New Report Exposes the Destructive Impact of Private Equity on Workers, Consumers & Communities

February 14, 2025

Today, a comprehensive new joint report published by Americans for Tax Fairness, the Private Equity Stakeholder Project, and Americans for Financial Reform Education Fund exposes the often destructive impacts of the private equity (PE) industry on consumers, workers, and communities. In addition to providing several first-person stories of the havoc wrought by private-equity investment, the report details how the tax code makes the industry even more profitable and wealthy PE owners even richer. Sen. Tammy Baldwin (D-WI) recently introduced legislation that would close one of the industry’s most egregious tax loopholes.

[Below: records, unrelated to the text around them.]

PR #7554, opened 2024-05-07
ceph-rgw: introduce rgw zone to the name schema

clwluvw:
This is needed by ceph-exporter as it is parsing the socket by the number of dots. Although the rgw_zone variable is only used for constructing the client name and has nothing to do with multisiting.
Reference: https://github.com/ceph/ceph/pull/52698

### DIFF
--- a/.gitignore
+++ b/.gitignore
@@ -21,3 +21,4 @@ ceph-ansible.spec
 !.mergify.yml
 !raw_install_python.yml
 !requirements.yml
+.vscode/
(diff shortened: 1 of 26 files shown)


Eli-Tarrago:
I have a multi-site rgw configured by ceph-ansible and I'm concerned this change doesn't address previously configured radosgw zones.

I agree this change is the proper way of configuring radosgw

guits (approved):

“Private equity is the ultimate example of how the fruits of the American economy have become increasingly consolidated with the wealthy few as consumers and workers pay the price,” said David Kass, executive director of Americans for Tax Fairness. “Perhaps more disturbing, it is our tax code that has encouraged the growth of this predatory industry, through egregious special breaks like the carried interest loophole. With Trump’s tax breaks for the ultra-wealthy and big corporations set to expire, Congress should seize this opportunity to close the profitable loopholes that enable private equity firms to exploit the American people.”

“Private equity firms have turned tax loopholes into a weapon—siphoning profits from businesses, workers, and communities while their executives amass obscene fortunes,” said Eileen O’Grady, PESP Director of Programs. “These firms and their billionaire leaders exploit gaps in the tax code to dodge their fair share, all while driving companies into bankruptcy, pushing rents higher, gutting healthcare, and fueling environmental destruction. It’s a model built on looting, and it’s working people who are left paying the price.”

“The private equity industry exploits tax breaks and loopholes to extract wealth from workers and communities,” Oscar Valdés Viera, research manager at Americans for Financial Reform Education Fund. “The industry’s playbook for stripping companies for profit is subsidized by a tax code that rewards their predatory tactics. This rigged system distorts the broader economy, incentivizes speculation over real investment, entrenches systemic inequality, and exacerbates the racial wealth divide—all while private equity billionaires pocket massive publicly-subsidized gains.”

 

Among the key points of the report:

  • PE firms raise money from wealthy individuals and institutional investors—including pension funds, university endowments, and sovereign wealth funds—to acquire and manage companies.

  • PE investors use several tactics to wring as much money out of acquired companies as possible: aggressive cost-cutting through mass layoffs, charging excessive fees for questionable services, and taking on additional debt to pay dividends to themselves—which often leads to further cost reductions.

  • Special breaks in the tax code make private equity even more lucrative for the firms and their wealthy owners and incentivize the financial engineering and predatory extraction that undermines the viability of the companies they acquire.

  • Just eight top executives at two of the biggest private equity firms–Blackstone and KKR–saved a collective $335 million in taxes over a recent five-year span thanks to the carried interest loophole.

  • An expired business tax break on loan interest that private equity is trying to restore as part of the effort to permanently extend the expiring parts of the 2017 Trump-GOP tax law would save the industry a fortune and also result in burdening acquired companies with more destructive debt.

  • Victims of private equity–including homeowners, employees, and environmental activists–share their stories of corporate exploitation, hardball tactics and busted dreams.